> Task prompt: Give only the lines from the one containing "I've also included" through the end of the material below, exactly as written.

> Data for analysis:
- Opening Delimiter -

PR #2560, opened 2023-10-17
Verbose patch validation

PF4Public:
This should make patch validation verbose, which allows someone not familiar with our workflows to infer what the issue with patches might be.


Ahrotahn (approved):
Seems like a good idea to me!

networkException (approved):

PR #2562, opened 2023-10-18
Update to Chromium 118.0.5993.88

Ahrotahn:
This PR updates to Chromium 118.0.5993.88.

<br>

[Change log](https://chromium.googlesource.com/chromium/src/+log/118.0.5993.70..118.0.5993.88?pretty=fuller&n=10000)
[Blog post](https://chromereleases.googleblog.com/2023/10/stable-channel-update-for-desktop_17.html)


PF4Public:
Maybe we should also release .71 for Windows as containing the fix before .89 goes to stable on Windows?

Ahrotahn:
It seems like since .71 the trailing release is only for the Extended Stable channel now.  If you check out [the dash for windows](https://chromiumdash.appspot.com/releases?platform=Windows) .89 is also in Extended but not Stable.  Currently there is no tarball available for it, so maybe we shouldn't bother with those releases now?  They usually were only version bumps anyways.

PF4Public:
> there is no tarball available for it

Still no tarball? Shame.

We can hope that 89 comes to Windows fast enough.

PF4Public (approved):

teeminus:
Maybe we should switch to the git approach for windows to be able to release updates when no tarball is available.

PF4Public:
> Maybe we should switch to the git approach for windows to be able to release updates when no tarball is available.

Would it be doable w.r.t. changes in respective repo?

teeminus:
I tested the git method back when it was developed. It was not a big deal to change the windows build script. We could even keep the tarball method as a commandline option.

Unfortunately, I am currently out of town and won't be able to work on both this update and the git integration before next monday.

networkException (approved):

PR #2705, opened 2024-02-07
Update to Chromium 121.0.6167.160

### LINKED ISSUE #2693: Prevent displaying of feature advertisement labels in context menus
### Description

Hide promotional "New" labels in the context menu

### Who's implementing?

### The problem

Not only ridiculously dumb, annoying, and distracting since the only dismissible one is in the main menu (Password manager), but also misleading because there is nothing actually new; most of these features already existed for a long time in the browser or OS, and/or are already implemented by extensions, or even user scripts in a more convenient ways.

image

- "New" Password manager existed since 2008;

- "Open in reading mode" opens the stupid side panel instead of changing style of the page; DOM distiller existed since 2014;

- "Save video frame" is something for which Print Screen and OS screenshot key combinations exist.

Instead of educating ignorant users and computer noobs who don't want to take care of their needs themself, Chromium developers give up to this ignorance (or use it as inspiration when they're bored) and add bloat to the browser, then forcefully make everyone notice their masterpieces.

### Possible solutions

Remove "New" context menu labels and prevent possible other labels from appearing in context menus

### Alternatives

Turn off by default features that insert these "release notes" and advertisements in the functional UI, preserve flags that disable these features

### Additional context

Disabling #read-anything flag removes "Open in Reading mode" entry for now.

### LINKED ISSUE #2697: `chrome://safe-browsing` crashes ungoogled-chromium on Windows
### OS/Platform

Windows

### Installed

Other (please use 'Additional context' field below to mention how exactly)

### Version

121.0.6167.85（Official Build, ungoogled-chromium） 

- [X] I have tried reproducing this issue in vanilla Chromium and it could not be reproduced there

### Description

`chrome://safe-browsing` crashes ungoogled-chromium on Windows

### How to Reproduce?

1. Go to `chrome://safe-browsing`

### Actual behaviour

crashes ungoogled-chromium

### Expected behaviour

should not crash

### Relevant log output

_No response_

### Additional context

binary downloading from: 
https://github.com/ungoogled-software/ungoogled-chromium-windows/releases

Ahrotahn:
This PR updates to Chromium 121.0.6167.160, there were no notable changes needed on our end.  
I've also included a commit that removes the safebrowsing internal page (fixes #2697) and another that removes the new feature badges (fixes #2693).  

<br>

[Change log](https://chromium.googlesource.com/chromium/src/+log/121.0.6167.139..121.0.6167.160?pretty=fuller&n=10000)
[Blog post](https://chromereleases.googleblog.com/2024/02/stable-channel-update-for-desktop.html)


networkException (approved):

networkException:
> Is it automatically excluded from chrome://chrome-urls/? Because, you know, it would be tempting to click it :))))

Appears to be removed, yes

PF4Public (approved):
Awesome!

- Closing Delimiter -

> Result:
I've also included a commit that removes the safebrowsing internal page (fixes #2697) and another that removes the new feature badges (fixes #2693).  

<br>

[Change log](https://chromium.googlesource.com/chromium/src/+log/121.0.6167.139..121.0.6167.160?pretty=fuller&n=10000)
[Blog post](https://chromereleases.googleblog.com/2024/02/stable-channel-update-for-desktop.html)


networkException (approved):

networkException:
> Is it automatically excluded from chrome://chrome-urls/? Because, you know, it would be tempting to click it :))))

Appears to be removed, yes

PF4Public (approved):
Awesome!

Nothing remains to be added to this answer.